• _EXERCISE MATERIAL_:
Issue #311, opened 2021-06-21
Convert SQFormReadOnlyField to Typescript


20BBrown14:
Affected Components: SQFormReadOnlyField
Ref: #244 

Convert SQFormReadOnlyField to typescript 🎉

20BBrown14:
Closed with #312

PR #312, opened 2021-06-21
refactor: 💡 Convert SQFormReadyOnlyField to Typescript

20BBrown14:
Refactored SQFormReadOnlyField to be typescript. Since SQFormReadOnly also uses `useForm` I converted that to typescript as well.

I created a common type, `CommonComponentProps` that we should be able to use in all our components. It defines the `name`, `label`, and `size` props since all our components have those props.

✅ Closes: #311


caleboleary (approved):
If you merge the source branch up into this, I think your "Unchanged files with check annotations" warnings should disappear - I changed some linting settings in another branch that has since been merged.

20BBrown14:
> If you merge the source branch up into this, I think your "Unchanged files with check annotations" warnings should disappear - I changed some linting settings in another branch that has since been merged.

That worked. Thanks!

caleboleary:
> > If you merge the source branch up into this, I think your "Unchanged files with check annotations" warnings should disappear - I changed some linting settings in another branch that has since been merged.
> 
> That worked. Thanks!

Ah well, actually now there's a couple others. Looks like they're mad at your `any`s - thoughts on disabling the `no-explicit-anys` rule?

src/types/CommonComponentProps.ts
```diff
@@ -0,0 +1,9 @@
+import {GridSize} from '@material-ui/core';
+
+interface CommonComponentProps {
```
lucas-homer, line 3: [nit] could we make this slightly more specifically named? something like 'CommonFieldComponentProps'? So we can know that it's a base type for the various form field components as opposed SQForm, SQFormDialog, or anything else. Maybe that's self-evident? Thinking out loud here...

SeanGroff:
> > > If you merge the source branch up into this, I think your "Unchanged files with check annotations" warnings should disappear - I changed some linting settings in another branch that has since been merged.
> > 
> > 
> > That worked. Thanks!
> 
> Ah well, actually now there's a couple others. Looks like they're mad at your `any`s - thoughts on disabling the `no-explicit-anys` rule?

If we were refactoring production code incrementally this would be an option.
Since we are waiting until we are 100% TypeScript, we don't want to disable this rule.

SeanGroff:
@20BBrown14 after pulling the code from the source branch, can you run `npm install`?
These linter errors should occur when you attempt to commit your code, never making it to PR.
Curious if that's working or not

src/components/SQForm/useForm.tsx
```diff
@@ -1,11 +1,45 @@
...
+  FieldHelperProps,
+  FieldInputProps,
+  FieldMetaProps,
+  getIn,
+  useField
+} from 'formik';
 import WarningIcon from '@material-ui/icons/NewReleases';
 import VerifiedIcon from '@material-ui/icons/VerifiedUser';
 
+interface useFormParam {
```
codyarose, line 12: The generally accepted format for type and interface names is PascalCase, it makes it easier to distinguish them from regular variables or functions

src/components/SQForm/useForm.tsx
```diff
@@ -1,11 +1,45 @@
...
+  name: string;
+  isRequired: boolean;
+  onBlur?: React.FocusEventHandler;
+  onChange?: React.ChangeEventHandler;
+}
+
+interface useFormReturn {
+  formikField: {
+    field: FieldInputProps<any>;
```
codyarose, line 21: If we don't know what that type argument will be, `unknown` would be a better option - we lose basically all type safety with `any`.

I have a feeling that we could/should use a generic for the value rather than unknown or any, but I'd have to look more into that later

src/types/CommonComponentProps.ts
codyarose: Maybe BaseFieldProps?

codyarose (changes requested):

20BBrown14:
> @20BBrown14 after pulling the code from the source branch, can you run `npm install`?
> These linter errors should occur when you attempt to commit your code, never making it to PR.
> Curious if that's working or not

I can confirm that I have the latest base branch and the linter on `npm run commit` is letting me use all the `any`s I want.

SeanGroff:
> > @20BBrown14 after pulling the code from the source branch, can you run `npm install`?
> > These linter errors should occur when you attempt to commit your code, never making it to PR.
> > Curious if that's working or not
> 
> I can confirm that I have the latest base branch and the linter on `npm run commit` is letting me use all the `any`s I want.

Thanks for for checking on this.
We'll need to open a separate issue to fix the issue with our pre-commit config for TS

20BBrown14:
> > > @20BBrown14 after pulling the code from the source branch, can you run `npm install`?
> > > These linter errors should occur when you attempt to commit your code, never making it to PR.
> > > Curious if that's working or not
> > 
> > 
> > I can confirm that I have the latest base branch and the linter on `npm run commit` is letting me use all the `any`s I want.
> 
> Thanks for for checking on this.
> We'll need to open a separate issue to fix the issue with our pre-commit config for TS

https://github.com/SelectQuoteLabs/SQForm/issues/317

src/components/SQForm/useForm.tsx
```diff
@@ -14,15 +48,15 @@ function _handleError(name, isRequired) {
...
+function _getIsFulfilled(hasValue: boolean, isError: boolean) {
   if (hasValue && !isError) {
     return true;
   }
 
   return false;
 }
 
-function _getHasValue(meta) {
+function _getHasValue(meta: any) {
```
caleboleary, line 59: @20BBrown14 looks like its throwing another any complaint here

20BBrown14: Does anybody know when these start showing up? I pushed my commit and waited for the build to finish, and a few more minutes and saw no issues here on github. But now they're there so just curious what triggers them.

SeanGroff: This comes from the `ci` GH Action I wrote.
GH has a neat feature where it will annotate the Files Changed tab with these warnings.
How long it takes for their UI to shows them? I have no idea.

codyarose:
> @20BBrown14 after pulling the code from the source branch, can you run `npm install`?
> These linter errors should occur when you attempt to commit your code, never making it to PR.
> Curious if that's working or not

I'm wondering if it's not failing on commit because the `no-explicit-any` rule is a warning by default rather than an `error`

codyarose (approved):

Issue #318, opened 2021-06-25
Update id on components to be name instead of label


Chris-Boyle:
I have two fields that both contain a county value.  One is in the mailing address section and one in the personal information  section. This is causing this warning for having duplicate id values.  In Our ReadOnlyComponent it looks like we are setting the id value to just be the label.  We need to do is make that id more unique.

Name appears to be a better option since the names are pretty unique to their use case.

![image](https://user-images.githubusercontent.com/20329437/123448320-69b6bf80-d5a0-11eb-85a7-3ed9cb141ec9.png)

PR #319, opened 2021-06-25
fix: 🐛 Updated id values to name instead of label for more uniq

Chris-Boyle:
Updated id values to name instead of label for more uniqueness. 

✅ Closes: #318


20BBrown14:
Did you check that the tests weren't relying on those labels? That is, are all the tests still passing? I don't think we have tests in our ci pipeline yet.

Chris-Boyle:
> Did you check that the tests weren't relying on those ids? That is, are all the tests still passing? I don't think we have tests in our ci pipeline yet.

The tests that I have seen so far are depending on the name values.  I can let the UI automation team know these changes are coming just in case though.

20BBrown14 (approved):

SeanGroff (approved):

• _EXERCISE REQUIREMENTS_:
Check the records above and copy each line that has the string "warnings".

• _RESULT_:
If you merge the source branch up into this, I think your "Unchanged files with check annotations" warnings should disappear - I changed some linting settings in another branch that has since been merged.
> If you merge the source branch up into this, I think your "Unchanged files with check annotations" warnings should disappear - I changed some linting settings in another branch that has since been merged.
> > If you merge the source branch up into this, I think your "Unchanged files with check annotations" warnings should disappear - I changed some linting settings in another branch that has since been merged.
> > > If you merge the source branch up into this, I think your "Unchanged files with check annotations" warnings should disappear - I changed some linting settings in another branch that has since been merged.
GH has a neat feature where it will annotate the Files Changed tab with these warnings.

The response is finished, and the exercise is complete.